Category Archives: Deities

Posts that discuss ancient goddesses and gods

One Size Fits All

The divide between religion and science is often artificially widened by one side or the other. Of course the divide’s artificial—both science and religion are human constructs, after all. This is illustrated well in the sense of wonder in an article titled “True Story Of Volcanic Eruption Told By Aboriginal People For 7,000 Years” by Robin Andrews on IFLScience!. The very concept that a scientifically verifiable event survived in oral tradition for thousands of years completely unbalances those accustomed to think that the ancients were superstitious dupes who looked to the gods to explain everything. What’s often not realized is that the gods were an early version of science. Think about it—ancient people observed their environment for cause and effect. They couldn’t use the empirical method because it hadn’t been invented yet. That didn’t mean they were unsophisticated.

We look at the pyramids and wonder. How could such archaic people construct such advanced monuments? The rudiments of science actually begin to appear in the human record very early. Our species is a curious lot. The explanations for the close observations tended to be mythological. Gods are great for filling gaps. What we don’t see is any conflict between knowledge acquired by reason and ideas conjured by imagination. They fit together nicely. Human brains evolved that way. Belief is a strange thing—it influences reality, at least on a quantum level, but somehow it must be denigrated when compared to “pure science.” A large part of the blame, of course, has to go to those who had learned to take the Bible literally, particularly beginning in the eighteenth century.
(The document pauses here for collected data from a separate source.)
PR #157, opened 2025-08-29
refactor: use `SocketAddr` instead of `String` for storing addresses

akhi3030:
This makes things a bit more ergonomic; reduces string parsing when sending messages; etc.

### DIFF
--- a/src/consensus/cert.rs
+++ b/src/consensus/cert.rs
@@ -560,11 +560,13 @@ mod tests {
     use super::*;
     use crate::crypto::aggsig::SecretKey;
     use crate::crypto::signature;
+    use crate::network::dontcare_sockaddr;
 
     fn create_signers(signers: u64) -> (Vec<SecretKey>, Vec<ValidatorInfo>) {
         let mut sks = Vec::new();
         let mut voting_sks = Vec::new();
         let mut info = Vec::new();
+        let sockaddr = dontcare_sockaddr();
 
         for i in 0..signers {
             sks.push(signature::SecretKey::new(&mut rand::rng()));
@@ -574,9 +576,9 @@ mod tests {
                 stake: 1,
                 pubkey: sks.last().unwrap().to_pk(),
                 voting_pubkey: voting_sks.last().unwrap().to_pk(),
-                all2all_address: String::new(),
-                disseminator_address: String::new(),
-                repair_address: String::new(),
+                all2all_address: sockaddr,
+                disseminator_address: sockaddr,
+                repair_address: sockaddr,
             });
         }
 
--- a/src/consensus/cert.rs
+++ b/src/consensus/cert.rs
@@ -566,7 +566,6 @@ mod tests {
         let mut sks = Vec::new();
         let mut voting_sks = Vec::new();
         let mut info = Vec::new();
-        let sockaddr = dontcare_sockaddr();
 
         for i in 0..signers {
             sks.push(signature::SecretKey::new(&mut rand::rng()));
@@ -576,9 +575,9 @@ mod tests {
                 stake: 1,
                 pubkey: sks.last().unwrap().to_pk(),
                 voting_pubkey: voting_sks.last().unwrap().to_pk(),
-                all2all_address: sockaddr,
-                disseminator_address: sockaddr,
-                repair_address: sockaddr,
+                all2all_address: dontcare_sockaddr(),
+                disseminator_address: dontcare_sockaddr(),
+                repair_address: dontcare_sockaddr(),
             });
         }
 
--- a/src/disseminator/rotor/sampling_strategy.rs
+++ b/src/disseminator/rotor/sampling_strategy.rs
@@ -656,6 +656,7 @@ mod tests {
     use crate::crypto::aggsig;
     use crate::crypto::signature::SecretKey;
     use crate::disseminator::turbine::WeightedShuffle;
+    use crate::network::dontcare_sockaddr;
     use crate::network::simulated::stake_distribution::VALIDATOR_DATA;
     use crate::shredder::TOTAL_SHREDS;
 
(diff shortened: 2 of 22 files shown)


src/consensus/cert.rs
```diff
@@ -574,9 +576,9 @@ mod tests {
                 stake: 1,
                 pubkey: sks.last().unwrap().to_pk(),
                 voting_pubkey: voting_sks.last().unwrap().to_pk(),
-                all2all_address: String::new(),
-                disseminator_address: String::new(),
-                repair_address: String::new(),
+                all2all_address: sockaddr,
```
qkniep: maybe call `dontcare_sockaddr()` here directly, instead of using `sockaddr` variable

src/disseminator/rotor/sampling_strategy.rs
```diff
@@ -664,14 +665,15 @@ mod tests {
...
+            let sockaddr = dontcare_sockaddr();
             validators.push(ValidatorInfo {
                 id: i,
                 stake: 1,
                 pubkey: sk.to_pk(),
                 voting_pubkey: voting_sk.to_pk(),
-                all2all_address: String::new(),
-                disseminator_address: String::new(),
-                repair_address: String::new(),
+                all2all_address: sockaddr,
```
qkniep: same

src/disseminator/turbine.rs
```diff
@@ -244,14 +244,15 @@ mod tests {
...
+            let sock = dontcare_sockaddr();
             validators.push(ValidatorInfo {
                 id: i,
                 stake: 1,
                 pubkey: sks[i as usize].to_pk(),
                 voting_pubkey: voting_sks[i as usize].to_pk(),
-                all2all_address: String::new(),
-                disseminator_address: String::new(),
-                repair_address: String::new(),
+                all2all_address: sock,
```
qkniep: same

src/network/simulated/stake_distribution.rs
```diff
@@ -202,9 +204,9 @@ pub fn validators_from_validator_data(
                 stake,
                 pubkey: sk.to_pk(),
                 voting_pubkey: voting_sk.to_pk(),
-                all2all_address: String::new(),
-                disseminator_address: String::new(),
-                repair_address: String::new(),
+                all2all_address: sockaddr,
```
qkniep: same

src/network/simulated/stake_distribution.rs
```diff
@@ -231,9 +233,9 @@ pub fn validators_from_validator_data(
...
```
qkniep: same

src/network/udp.rs
```diff
@@ -89,22 +78,24 @@ impl Network for UdpNetwork {
...
+    use std::net::IpAddr;
+
     use super::*;
 
     #[tokio::test]
     async fn ping() {
         let socket1 = UdpNetwork::new_with_any_port();
         let socket2 = UdpNetwork::new_with_any_port();
-        let addr1 = format!("127.0.0.1:{}", socket1.port());
+        let addr1 = SocketAddr::new(IpAddr::V4(Ipv4Addr::LOCALHOST), socket1.port());
```
qkniep: could replace with `localhost_ip_sockaddr()` call

src/network/udp.rs
```diff
@@ -113,13 +104,13 @@ mod tests {
     async fn ping_pong() {
         let socket1 = UdpNetwork::new_with_any_port();
         let socket2 = UdpNetwork::new_with_any_port();
-        let addr1 = format!("127.0.0.1:{}", socket1.port());
-        let addr2 = format!("127.0.0.1:{}", socket2.port());
+        let addr1 = SocketAddr::new(IpAddr::V4(Ipv4Addr::LOCALHOST), socket1.port());
```
qkniep: same

src/main.rs
```diff
@@ -94,9 +96,9 @@ fn create_test_nodes(count: u64) -> Vec<TestNode> {
             stake: 1,
             pubkey: sks[id as usize].to_pk(),
             voting_pubkey: voting_sks[id as usize].to_pk(),
-            all2all_address: format!("127.0.0.1:{port}"),
-            disseminator_address: format!("127.0.0.1:{}", port + 1),
-            repair_address: format!("127.0.0.1:{}", port + 2),
+            all2all_address: SocketAddr::new(ipaddr, port),
```
qkniep: here as well. call `localhost_ip_sockaddr()`?

src/network.rs
```diff
@@ -156,32 +156,23 @@ pub enum NetworkError {
...
-            .parse()
-            .map_err(|_| NetworkError::MalformedAddress)
-    }
+/// Returns a [`SocketAddr`] bound to the localhost IPv4 and given port.
+pub fn localhost_ip_sockaddr(port: u16) -> SocketAddr {
+    SocketAddr::new(IpAddr::V4(Ipv4Addr::LOCALHOST), port)
+}
+
+/// Returns a [`SocketAddr`] that could be bound any arbitrary IP and port.
+pub fn dontcare_sockaddr() -> SocketAddr {
```
qkniep, line 181: this should only be used in testing, right? so maybe use `#[cfg(test)]` or at least write a note in the docstring

src/network.rs
```diff
@@ -156,32 +156,23 @@ pub enum NetworkError {
...
-    fn parse_addr(str: impl AsRef<str>) -> Result<Self::Address, NetworkError>
-    where
-        Self::Address: FromStr,
-    {
-        str.as_ref()
-            .parse()
-            .map_err(|_| NetworkError::MalformedAddress)
-    }
+/// Returns a [`SocketAddr`] bound to the localhost IPv4 and given port.
+pub fn localhost_ip_sockaddr(port: u16) -> SocketAddr {
```
qkniep, line 173: add a comment about port 0, or have an extra function like `localhost_ip_sockaddr_any_port()`

qkniep (approved):

src/network.rs
qkniep: ok, maybe you can ignore this, we currently only use port 0 with this function for simulated network, right?

akhi3030: Yes, we are only using simulated network for now.  I tried to change it so that calling this function with port=0 panics.  Then started updating the various test code but some tests were hanging.  I think I will add a todo here to fix for later and merge for now.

The Bible had a disproportionally influential role in the founding of European empires. From the regular Roman under Constantine to the Holy Roman under Charlemagne, what became Catholicism informed political structures. In the British Empire, ever vacillating between Catholic and Protestant, the Bible played a major intellectual role. Real problems developed, however, when the idea of science alone took over. This was after Newton, Galileo, and Darwin. None of these lights suggested religion had no place. The real issue isn’t vanquishing, but finding proper balance. No matter how well calibrated our instruments may become, until we learn to detect “spirit” we have to admit that science can’t replace religion. Such harmful ideas as eugenics and behaviorism indicate that we need a balance and not a slam dunk. Who knows? Some of even the Bible may be true. Unless we learn to admit we don’t know all, those sitting around the fireside telling stories should be given credibility regarding what they’ve seen.

Superstar Detective

One of the reasons I accept reading challenges is that they take you places you otherwise wouldn’t go. Not all the books I read for the Modern Mrs. Darcy 2017 challenge make it onto this blog (to find the full list you need to see what I post on, but some I can’t help but talk about. My wife had noticed a book that ended up in her Christmas stocking and for which I had admitted curiosity: J. Bradley’s Jesus Christ, Boy Detective. Now, Jesus is no stranger to fiction. In fact, he appears in lots of books as either the main character or as fulfilling some supporting role. In some books you have to really squint to find him. In others he’s obvious. In Bradley’s novel he’s a bit of both.

There’s a good bit of theology going on in the background of Jesus Christ, Boy Detective. As the title suggests, Jesus functions through a new incarnation in the body of a, well, boy detective. With some assistance from a criminal uncle and Saint Peter, he investigates bizarre murders and other crimes. There seems to be an ulterior motive, however, since he’s trying to get his father to own up for all the suffering he’s caused humanity. That’s right, this book is a modern theodicy.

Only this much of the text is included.